Prep Time:15 minutes
Course: Main Course, Salad, Snack
Keyword: high-protein, salad, tuna
Servings: 4

Ingredients

  • 2 170 g tins sustainable skipjack tuna
  • ¼ cup chopped celery
  • ¼ cup diced red onion
  • 1 scallion sliced
  • 3 tablespoons mayonnaise or full fat Greek yogurt
  • 2 tablespoons mixed pumpkin and sunflower seeds
  • 1 tablespoon freshly squeezed lemon juice about 1/2 a lemon
  • 1 tablespoon maple syrup
  • 1 tablespoon fresh dill chopped
  • 1 teaspoon capers
  • 1 teaspoon grainy Dijon mustard
  • Coarse sea salt and freshly ground black pepper to taste

Instructions

  • In a medium-sized bowl, add all ingredients in order then stir together until combined breaking up any large pieces as you go.

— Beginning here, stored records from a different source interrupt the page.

PR #16843, opened 2022-11-29
Move Leopard to libgcc12, fix GCC targets for PPC

barracuda156:
#### Description

This PR aims to finally move 10.5 to using the latest `libgcc` and `gcc`, like it is the case with 10.6. Aside of changing relevant settings, it uses `gcc10-bootstrap` to build `gcc8` and up on PPC.
It also fixes wrong target names for PPC: it should be `powerpc*-` and not `ppc*-`.

At the moment is **does not address** building GCC as `+universal`. It is certainly desirable to have universal GCC on Leopard, but here I need help of @catap and @kencu to get it done. This is a bigger problem, perhaps, since currently “universal” GCCs in Macports are fake universal, AFAIU.

A question: do we need to use `gcc10-bootstrap` on 10.5 Intel? I have no idea and cannot test it. @kencu I think you know this, should I use `if {${os.major} < 10 || ({os.major} == 10 && ${build_arch} eq "ppc")}` instead of PPC-only condition?

@catap I followed your clang-11-bootstrap here in setting `depends_build` instead of `depends_lib` for `gcc10-bootstrap`. I have used `depends_lib` earlier and that worked fine, but I guess we only need build dependency?

Relevant Trac ticket: https://trac.macports.org/ticket/64694
Not closing it, since Tiger remains on `libgcc7`.

###### Type(s)

- [x] bugfix
- [x] enhancement
- [ ] security fix

###### Tested on

macOS 10.5.8
Xcode 3.1.4

macOS 10A190
Xcode 3.2

macOS 10.6.8
Xcode 3.2.6

###### Verification 
Have you

### DIFF
--- a/lang/gcc9/Portfile
+++ b/lang/gcc9/Portfile
@@ -12,7 +12,7 @@ name                gcc9
 version             9.5.0
 revision            0
 subport             libgcc9 { revision 2 }
-platforms           {darwin >= 10 < 15}
+platforms           {darwin >= 9 < 15}
 categories          lang
 maintainers         nomaintainer
 # an exception in the license allows dependents to not be GPL
--- a/lang/gcc9/Portfile
+++ b/lang/gcc9/Portfile
@@ -81,6 +81,8 @@ depends_run         port:gcc_select \
 
 platform darwin {
     if {(${configure.build_arch} in [list ppc ppc64]) || ${os.major} < 10} {
+        configure.compiler.add_deps \
+                        no
         depends_build-append \
                         port:gcc10-bootstrap
         configure.cc    ${prefix}/libexec/gcc10-bootstrap/bin/gcc
--- a/lang/gcc9/Portfile
+++ b/lang/gcc9/Portfile
@@ -79,6 +79,15 @@ depends_lib         port:cctools \
 depends_run         port:gcc_select \
                     port:libgcc9
 
+platform darwin {
+    if {(${configure.build_arch} in [list ppc ppc64]) || ${os.major} < 10} {
+        depends_build-append \
+                        port:gcc10-bootstrap
+        configure.cc    ${prefix}/libexec/gcc10-bootstrap/bin/gcc
+        configure.cxx   ${prefix}/libexec/gcc10-bootstrap/bin/g++
+    }
+}
+
 depends_skip_archcheck-append gcc_select ld64 cctools
 license_noconflict  gmp mpfr ppl libmpc zlib
 
--- a/lang/gcc9/Portfile
+++ b/lang/gcc9/Portfile
@@ -85,7 +85,13 @@ license_noconflict  gmp mpfr ppl libmpc zlib
 set major           [lindex [split ${version} .-] 0]
 
 platform darwin {
-    configure.pre_args-append --build=${build_arch}-apple-darwin${os.major}
+    if {${configure.build_arch} eq "ppc"} {
+        configure.pre_args-append --build=powerpc-apple-darwin${os.major}
+    } elseif {${configure.build_arch} eq "ppc64"} {
+        configure.pre_args-append --build=powerpc64-apple-darwin${os.major}
+    } else {
+        configure.pre_args-append --build=${build_arch}-apple-darwin${os.major}
+    }
 }
 
 set gcc_configure_langs {c c++ objc obj-c++ lto fortran}
--- a/_resources/port1.0/compilers/gcc_compilers.tcl
+++ b/_resources/port1.0/compilers/gcc_compilers.tcl
@@ -6,19 +6,19 @@
 global os.major os.arch os.platform
 
 #3 GCC 10 and above on OSX10.6+
-if {${os.major} >= 10 || ${os.platform} ne "darwin"} {
+if {${os.major} >= 9 || ${os.platform} ne "darwin"} {
     lappend compilers macports-gcc-13 macports-gcc-12 macports-gcc-11 macports-gcc-10
 }
 
 # GCC 9 and older only on OSX10.10 and older
 # https://trac.macports.org/ticket/65472
 if { ${os.major} < 15 } {
-    if { ${os.major} >= 10 } {
+    if { ${os.major} >= 9 } {
         lappend compilers macports-gcc-9 macports-gcc-8
     }
     lappend compilers macports-gcc-7 macports-gcc-6 macports-gcc-5
 }
 
-if { ${os.major} >= 10 } {
+if { ${os.major} >= 9 } {
     lappend compilers macports-gcc-devel
 }
--- a/_resources/port1.0/compilers/gcc_dependencies.tcl
+++ b/_resources/port1.0/compilers/gcc_dependencies.tcl
@@ -4,7 +4,7 @@ global os.major os.platform
 
 # GCC version providing the primary runtime
 # Note settings here *must* match those in the lang/libgcc port and compilers PG
-if {${os.platform} eq "darwin" && ${os.major} < 10} {
+if {${os.platform} eq "darwin" && ${os.major} < 9} {
     set gcc_main_version 7
 } else {
     set gcc_main_version 13
--- a/_resources/port1.0/group/compilers-1.0.tcl
+++ b/_resources/port1.0/group/compilers-1.0.tcl
@@ -77,7 +77,7 @@ options compilers.allow_arguments_mismatch
 default compilers.allow_arguments_mismatch no
 
 # Set a default gcc version
-if {${os.major} < 10 && ${os.platform} eq "darwin" } {
+if {${os.major} < 9 && ${os.platform} eq "darwin" } {
     # see https://trac.macports.org/ticket/57135
     set compilers.gcc_default gcc7
 } else {
@@ -95,13 +95,13 @@ if { ${os.arch} eq "arm" || ${os.platform} ne "darwin" } {
     if { ${os.major} < 15 } {
         lappend gcc_versions 5 6 7 8 9
     }
-    if { ${os.major} >= 10 } {
+    if { ${os.major} >= 9 } {
         lappend gcc_versions 10 11 12 13 devel
     }
 }
 # GCC version providing the primary runtime
 # Note settings here *must* match those in the lang/libgcc port.
-if { ${os.major} < 10 && ${os.platform} eq "darwin" } {
+if { ${os.major} < 9 && ${os.platform} eq "darwin" } {
     set gcc_main_version 7
 } else {
     set gcc_main_version 13
--- a/lang/gcc-devel/Portfile
+++ b/lang/gcc-devel/Portfile
@@ -73,6 +73,8 @@ depends_run-append  port:gcc_select \
 
 platform darwin {
     if {(${configure.build_arch} in [list ppc ppc64]) || ${os.major} < 10} {
+        configure.compiler.add_deps \
+                        no
         depends_build-append \
                         port:gcc10-bootstrap
         configure.cc    ${prefix}/libexec/gcc10-bootstrap/bin/gcc
--- a/lang/gcc-devel/Portfile
+++ b/lang/gcc-devel/Portfile
@@ -11,7 +11,7 @@ name                gcc-devel
 
 homepage            https://gcc.gnu.org/
 
-platforms           {darwin >= 10}
+platforms           {darwin >= 9}
 categories          lang
 maintainers         nomaintainer
 # an exception in the license allows dependents to not be GPL
--- a/lang/gcc-devel/Portfile
+++ b/lang/gcc-devel/Portfile
@@ -71,6 +71,15 @@ depends_lib-append  port:cctools \
 depends_run-append  port:gcc_select \
                     port:libgcc-devel
 
+platform darwin {
+    if {(${configure.build_arch} in [list ppc ppc64]) || ${os.major} < 10} {
+        depends_build-append \
+                        port:gcc10-bootstrap
+        configure.cc    ${prefix}/libexec/gcc10-bootstrap/bin/gcc
+        configure.cxx   ${prefix}/libexec/gcc10-bootstrap/bin/g++
+    }
+}
+
 depends_skip_archcheck-append gcc_select ld64 cctools
 license_noconflict  gmp mpfr ppl libmpc zlib
 
--- a/lang/gcc-devel/Portfile
+++ b/lang/gcc-devel/Portfile
@@ -80,7 +80,13 @@ license_noconflict  gmp mpfr ppl libmpc zlib
 set major           devel
 
 platform darwin {
-    configure.pre_args-append --build=${build_arch}-apple-darwin${os.major}
+    if {${configure.build_arch} eq "ppc"} {
+        configure.pre_args-append --build=powerpc-apple-darwin${os.major}
+    } elseif {${configure.build_arch} eq "ppc64"} {
+        configure.pre_args-append --build=powerpc64-apple-darwin${os.major}
+    } else {
+        configure.pre_args-append --build=${build_arch}-apple-darwin${os.major}
+    }
 }
 
 set gcc_configure_langs {c c++ objc obj-c++ lto fortran}
--- a/lang/gcc10/Portfile
+++ b/lang/gcc10/Portfile
@@ -89,6 +89,8 @@ depends_run-append  port:gcc_select \
 
 platform darwin {
     if {(${configure.build_arch} in [list ppc ppc64]) || ${os.major} < 10} {
+        configure.compiler.add_deps \
+                        no
         depends_build-append \
                         port:gcc10-bootstrap
         configure.cc    ${prefix}/libexec/gcc10-bootstrap/bin/gcc
--- a/lang/gcc10/Portfile
+++ b/lang/gcc10/Portfile
@@ -12,7 +12,7 @@ name                gcc10
 version             10.4.0
 revision            4
 
-platforms           {darwin >= 10 < 22}
+platforms           {darwin >= 9 < 22}
 categories          lang
 maintainers         nomaintainer
 # an exception in the license allows dependents to not be GPL
--- a/lang/gcc10/Portfile
+++ b/lang/gcc10/Portfile
@@ -93,7 +93,13 @@ license_noconflict  gmp mpfr ppl libmpc zlib
 set major           [lindex [split ${version} .-] 0]
 
 platform darwin {
-    configure.pre_args-append --build=${build_arch}-apple-darwin${os.major}
+    if {${configure.build_arch} eq "ppc"} {
+        configure.pre_args-append --build=powerpc-apple-darwin${os.major}
+    } elseif {${configure.build_arch} eq "ppc64"} {
+        configure.pre_args-append --build=powerpc64-apple-darwin${os.major}
+    } else {
+        configure.pre_args-append --build=${build_arch}-apple-darwin${os.major}
+    }
 }
 
 set gcc_configure_langs {c c++ objc obj-c++ lto fortran}
--- a/lang/gcc10/Portfile
+++ b/lang/gcc10/Portfile
@@ -87,6 +87,15 @@ depends_lib-append  port:cctools \
 depends_run-append  port:gcc_select \
                     port:libgcc10
 
+platform darwin {
+    if {(${configure.build_arch} in [list ppc ppc64]) || ${os.major} < 10} {
+        depends_build-append \
+                        port:gcc10-bootstrap
+        configure.cc    ${prefix}/libexec/gcc10-bootstrap/bin/gcc
+        configure.cxx   ${prefix}/libexec/gcc10-bootstrap/bin/g++
+    }
+}
+
 depends_skip_archcheck-append gcc_select ld64 cctools
 license_noconflict  gmp mpfr ppl libmpc zlib
 
--- a/lang/gcc11/Portfile
+++ b/lang/gcc11/Portfile
@@ -13,7 +13,7 @@ name                gcc11
 version             11.4.0
 revision            0
 
-platforms           {darwin >= 10 < 22}
+platforms           {darwin >= 9 < 22}
 categories          lang
 maintainers         nomaintainer
 # an exception in the license allows dependents to not be GPL
--- a/lang/gcc11/Portfile
+++ b/lang/gcc11/Portfile
@@ -100,7 +100,13 @@ license_noconflict  gmp mpfr ppl libmpc zlib
 set major           [lindex [split ${version} .-] 0]
 
 platform darwin {
-    configure.pre_args-append --build=${build_arch}-apple-darwin${os.major}
+    if {${configure.build_arch} eq "ppc"} {
+        configure.pre_args-append --build=powerpc-apple-darwin${os.major}
+    } elseif {${configure.build_arch} eq "ppc64"} {
+        configure.pre_args-append --build=powerpc64-apple-darwin${os.major}
+    } else {
+        configure.pre_args-append --build=${build_arch}-apple-darwin${os.major}
+    }
 }
 
 set gcc_configure_langs {c c++ objc obj-c++ lto fortran}
--- a/lang/gcc11/Portfile
+++ b/lang/gcc11/Portfile
@@ -94,6 +94,15 @@ depends_lib-append  port:cctools \
 depends_run-append  port:gcc_select \
                     port:libgcc11
 
+platform darwin {
+    if {(${configure.build_arch} in [list ppc ppc64]) || ${os.major} < 10} {
+        depends_build-append \
+                        port:gcc10-bootstrap
+        configure.cc    ${prefix}/libexec/gcc10-bootstrap/bin/gcc
+        configure.cxx   ${prefix}/libexec/gcc10-bootstrap/bin/g++
+    }
+}
+
 depends_skip_archcheck-append gcc_select ld64 cctools
 license_noconflict  gmp mpfr ppl libmpc zlib
 
--- a/lang/gcc11/Portfile
+++ b/lang/gcc11/Portfile
@@ -96,6 +96,8 @@ depends_run-append  port:gcc_select \
 
 platform darwin {
     if {(${configure.build_arch} in [list ppc ppc64]) || ${os.major} < 10} {
+        configure.compiler.add_deps \
+                        no
         depends_build-append \
                         port:gcc10-bootstrap
         configure.cc    ${prefix}/libexec/gcc10-bootstrap/bin/gcc
--- a/lang/gcc12/Portfile
+++ b/lang/gcc12/Portfile
@@ -66,6 +66,8 @@ depends_run-append  port:gcc_select \
 
 platform darwin {
     if {(${configure.build_arch} in [list ppc ppc64]) || ${os.major} < 10} {
+        configure.compiler.add_deps \
+                        no
         depends_build-append \
                         port:gcc10-bootstrap
         configure.cc    ${prefix}/libexec/gcc10-bootstrap/bin/gcc
--- a/lang/gcc12/Portfile
+++ b/lang/gcc12/Portfile
@@ -11,7 +11,7 @@ name                gcc12
 
 homepage            https://gcc.gnu.org/
 
-platforms           {darwin >= 10}
+platforms           {darwin >= 9}
 categories          lang
 maintainers         nomaintainer
 # an exception in the license allows dependents to not be GPL
--- a/lang/gcc12/Portfile
+++ b/lang/gcc12/Portfile
@@ -70,7 +70,13 @@ license_noconflict  gmp mpfr ppl libmpc zlib
 set major           [lindex [split ${version} .-] 0]
 
 platform darwin {
-    configure.pre_args-append --build=${build_arch}-apple-darwin${os.major}
+    if {${configure.build_arch} eq "ppc"} {
+        configure.pre_args-append --build=powerpc-apple-darwin${os.major}
+    } elseif {${configure.build_arch} eq "ppc64"} {
+        configure.pre_args-append --build=powerpc64-apple-darwin${os.major}
+    } else {
+        configure.pre_args-append --build=${build_arch}-apple-darwin${os.major}
+    }
 }
 
 set gcc_configure_langs {c c++ objc obj-c++ lto fortran}
--- a/lang/gcc12/Portfile
+++ b/lang/gcc12/Portfile
@@ -64,6 +64,15 @@ depends_lib-append  port:cctools \
 depends_run-append  port:gcc_select \
                     port:libgcc12
 
+platform darwin {
+    if {(${configure.build_arch} in [list ppc ppc64]) || ${os.major} < 10} {
+        depends_build-append \
+                        port:gcc10-bootstrap
+        configure.cc    ${prefix}/libexec/gcc10-bootstrap/bin/gcc
+        configure.cxx   ${prefix}/libexec/gcc10-bootstrap/bin/g++
+    }
+}
+
 depends_skip_archcheck-append gcc_select ld64 cctools
 license_noconflict  gmp mpfr ppl libmpc zlib
 
--- a/lang/gcc13/Portfile
+++ b/lang/gcc13/Portfile
@@ -66,6 +66,8 @@ depends_run-append  port:gcc_select \
 
 platform darwin {
     if {(${configure.build_arch} in [list ppc ppc64]) || ${os.major} < 10} {
+        configure.compiler.add_deps \
+                        no
         depends_build-append \
                         port:gcc10-bootstrap
         configure.cc    ${prefix}/libexec/gcc10-bootstrap/bin/gcc
--- a/lang/gcc13/Portfile
+++ b/lang/gcc13/Portfile
@@ -64,6 +64,15 @@ depends_lib-append  port:cctools \
 depends_run-append  port:gcc_select \
                     path:share/doc/libgcc/README:libgcc
 
+platform darwin {
+    if {(${configure.build_arch} in [list ppc ppc64]) || ${os.major} < 10} {
+        depends_build-append \
+                        port:gcc10-bootstrap
+        configure.cc    ${prefix}/libexec/gcc10-bootstrap/bin/gcc
+        configure.cxx   ${prefix}/libexec/gcc10-bootstrap/bin/g++
+    }
+}
+
 depends_skip_archcheck-append gcc_select ld64 cctools
 license_noconflict  gmp mpfr ppl libmpc zlib
 
--- a/lang/gcc13/Portfile
+++ b/lang/gcc13/Portfile
@@ -11,7 +11,7 @@ name                gcc13
 
 homepage            https://gcc.gnu.org/
 
-platforms           {darwin >= 10}
+platforms           {darwin >= 9}
 categories          lang
 maintainers         nomaintainer
 # an exception in the license allows dependents to not be GPL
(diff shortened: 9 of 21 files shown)


barracuda156:
@kencu @catap Please take a look, let us finally sort this out.

`gcc11` and `gcc12` work nicely across all my systems (10.5.8, 10.6 PPC, 10.6.8 Rosetta).

kencu:
see https://trac.macports.org/ticket/66307#comment:6 for some comments and other steps to handle.

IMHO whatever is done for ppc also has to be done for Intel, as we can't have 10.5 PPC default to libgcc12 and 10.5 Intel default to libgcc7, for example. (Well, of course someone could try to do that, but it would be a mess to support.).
PR #16896, opened 2022-12-05
Scan manfix

eborisch:
Fix manpage location.


artkiver:
Good catch! Seems like a reasonable change to me.

artkiver:
@eborisch Thank you! 🙏

ryandesign:
Note that this did not in fact put the manpages in the correct location. #18212 fixes it properly.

Season with salt and freshly ground black pepper to taste, then serve as desired.

Notes

Dressing: Both regular and vegan mayonnaise or full fat plain Greek yogurt all work well in this recipe.
Storage: Leftover tuna salad may be stored in an airtight container in the refrigerator for up to 5 days. Simply let sit for 15 minutes, stir and serve.